▶ _Goal of the exercise_: In the entries that follow, how many lines contain "domain"? Answer with the number only.

═══ Provided entries

PR #1173, opened 2026-03-05
fix: server lifecycle context [IDE-1791]

rrama:
### Description

Done by passing a context to the loading of the configured environment.
This will prevent interactive terminals being launched when the server shutsdown.
Currently targeting the PR branch in GAF (https://github.com/snyk/go-application-framework/pull/564). Change before merge.

### Checklist

 - N/A
 - N/A
 - N/A

### DIFF
--- a/application/config/config.go
+++ b/application/config/config.go
@@ -211,6 +211,8 @@ type Config struct {
 	offline                                bool
 	ws                                     types.Workspace
 	isLSPInitialized                       bool
+	serverLifecycleCtx                     context.Context
+	serverLifecycleCtxCancelFunc           context.CancelFunc
 	cachedOriginalPath                     string
 	userSettingsPath                       string
 	lastSetOrganization                    string // Trimmed raw org value last passed to SetOrganization
@@ -1554,6 +1556,40 @@ func (c *Config) SetLSPInitialized(initialized bool) {
 	c.m.Lock()
 	defer c.m.Unlock()
 	c.isLSPInitialized = initialized
+}
+
+func (c *Config) SetServerLifecycleContext(ctx context.Context, cancel context.CancelFunc) {
+	if ctx == nil {
+		panic("server lifecycle context must not be nil")
+	}
+	if cancel == nil {
+		panic("server lifecycle cancel func must not be nil")
+	}
+	c.m.Lock()
+	defer c.m.Unlock()
+	c.serverLifecycleCtx = ctx
+	c.serverLifecycleCtxCancelFunc = cancel
+}
+
+// ServerLifecycleContext returns the language server lifecycle context to be used by
+// background operations. It will be canceled when the language server shuts down.
+func (c *Config) ServerLifecycleContext() context.Context {
+	c.m.RLock()
+	defer c.m.RUnlock()
+	if c.serverLifecycleCtx == nil {
+		panic("server lifecycle context is not initialized")
+	}
+	return c.serverLifecycleCtx
+}
+
+func (c *Config) CancelServerLifecycleContext() {
+	c.m.RLock()
+	cancel := c.serverLifecycleCtxCancelFunc
+	c.m.RUnlock()
+	if cancel == nil {
+		panic("server lifecycle cancel func is not initialized")
+	}
+	cancel()
 }
 
 func (c *Config) EmptyToken() bool {
--- a/domain/snyk/scanner/scanner.go
+++ b/domain/snyk/scanner/scanner.go
@@ -298,7 +298,7 @@ func (sc *DelegatingConcurrentScanner) Scan(ctx context.Context, pathToScan type
 			go func() {
 				defer referenceBranchScanWaitGroup.Done()
 				isSingleFileScan := pathToScan != folderPath
-				scanTypeCtx := ctx2.NewContextWithDeltaScanType(ctx2.Clone(ctx, context.Background()), ctx2.Reference)
+				scanTypeCtx := ctx2.NewContextWithDeltaScanType(ctx, ctx2.Reference)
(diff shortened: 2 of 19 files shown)


bastiandoetsch (approved):

application/config/config.go
```diff
@@ -1556,6 +1558,40 @@ func (c *Config) SetLSPInitialized(initialized bool) {
...
+	c.serverLifecycleCtx = ctx
+	c.serverLifecycleCtxCancelFunc = cancel
+}
+
+// ServerLifecycleContext returns the language server lifecycle context to be used by
+// background operations. It will be canceled when the language server shuts down.
+func (c *Config) ServerLifecycleContext() context.Context {
+	c.m.RLock()
+	defer c.m.RUnlock()
+	if c.serverLifecycleCtx == nil {
```
bastiandoetsch, line 1579: [Should Fix] These accessors panic when the lifecycle context was never set, but `newConfig` doesn't default-initialize it — only `server.Start()` and the test helpers do. Production consumers reached deep in background paths (`internal/sdk/sdk.go`, `infrastructure/oss/cli_scanner.go:602 scheduleRefreshScan`) call `ServerLifecycleContext()` unconditionally, so any `Config` built via `config.New`/`NewFromExtension` that triggers a scan without going through `Start()` (an embedder, or a unit test bypassing the testutil helpers) hard-panics the whole server instead of degrading. Flagged by 3 of 4 reviewers.

Fix: default-initialize the field in `newConfig` with `context.WithCancel(context.Background())` (overwritten by `Start`), which lets you delete all three panic guards. (Storing a context on the long-lived shared `Config` singleton is also the `containedctx` anti-pattern — pragmatic here since Config is the universal handle, but worth a comment.)

— AI review

domain/snyk/scanner/scanner.go
```diff
@@ -298,7 +298,7 @@ func (sc *DelegatingConcurrentScanner) Scan(ctx context.Context, pathToScan type
 			go func() {
 				defer referenceBranchScanWaitGroup.Done()
 				isSingleFileScan := pathToScan != folderPath
-				scanTypeCtx := ctx2.NewContextWithDeltaScanType(ctx2.Clone(ctx, context.Background()), ctx2.Reference)
+				scanTypeCtx := ctx2.NewContextWithDeltaScanType(ctx, ctx2.Reference)
```
bastiandoetsch, line 301: [Should Fix · verify] Binding the reference-branch scan to the parent `ctx` (instead of the previous `Clone(ctx, context.Background())` decoupling) is the right call for shutdown cancellation, but it newly makes the base scan abortable by parent-context cancellation. The base scan does a git checkout (`scanBaseBranch` → `gitCheckoutHandler`); if `ctx` is cancelled mid-checkout the working tree could be left on the reference branch, which was previously impossible. Please confirm every `Scan` caller passes a lifecycle-bound ctx (not a per-message ctx that cancels on the next request), and that `scanBaseBranch` restores the branch on cancellation. (3 of 4 reviewers raised this; the WaitGroup makes the normal-completion path safe, the concern is the cancel path.)

— AI review

bastiandoetsch:
A couple more items from the verification pass (test files; not anchoring inline to keep it readable):

[Should Fix] `application/server/server_test.go` — `setupServer` registers the shutdown/exit `t.Cleanup` **before** `di.TestInit(t)`. `t.Cleanup` is LIFO, so the gomock controller's `Finish` (registered later) now runs **before** the shutdown/exit handlers, where the old `setupCustomServer` ran shutdown while mocks were still live. Any mock interaction or expectation reached on the shutdown path now risks an order-dependent 'missing call'/'controller finished' failure. Register the shutdown/exit cleanup after `di.TestInit` (or otherwise restore the original teardown order).

[Suggestion] `server_test.go` (~line 142) — `assert.NoError(t, exitCtx.Err(), "LS exit took too long")` runs right after a fire-and-forget `Notify`, which returns before the exit handler completes, so `exitCtx.Err()` is essentially always nil — the assertion can't catch a stuck exit. Consider waiting on an actual completion signal.

[Suggestion] Two files solve 'decouple but cancel on shutdown' with different idioms (`Clone(ctx, ServerLifecycleContext())` in cli_scanner.go vs using `ctx` directly in scanner.go) — worth a single shared helper.

Nice catch on the side: `infrastructure/cli/cli.go` — the refactor fixes a real latent bug, the old `Trace().Str("response", ...)` had no terminating `.Msg()`/`.Send()` and never emitted. Security scan: clean, and the GAF bump was verified to introduce zero new vulns (its go.mod hash is unchanged).

— AI review

domain/snyk/scanner/scanner.go
basti-snyk, line 301: **Worth confirming — semantic change to reference-branch scan cancellation.** Previously this cloned onto a fresh `context.Background()` (`ctx2.Clone(ctx, context.Background())`), deliberately decoupling the base/reference scan from the parent's cancellation so it always ran to completion and persisted its baseline snapshot. Deriving directly from `ctx` now places the reference scan in the parent's cancellation tree.

For the shutdown case this is the intended improvement (no detached goroutine). But there's a narrower regression to check: if the parent scan ctx is cancelled by a **token change mid-scan** (the auth-token-change cancel path), the in-flight base scan now aborts before `persistScanResults`, so no baseline is persisted and the next delta scan has no baseline — where the old decoupled clone guaranteed completion.

The goroutine lifetime itself is fine (bounded by `referenceBranchScanWaitGroup.Wait()`). Please confirm aborting the baseline on a token-change cancel is intended. Also worth a comment: `cli_scanner.go` clones its scheduled-scan base onto the lifecycle ctx, so the two scanners now use different base-ctx strategies — note it so they don't drift.

— AI review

══════

▶ _Exercise output_: 4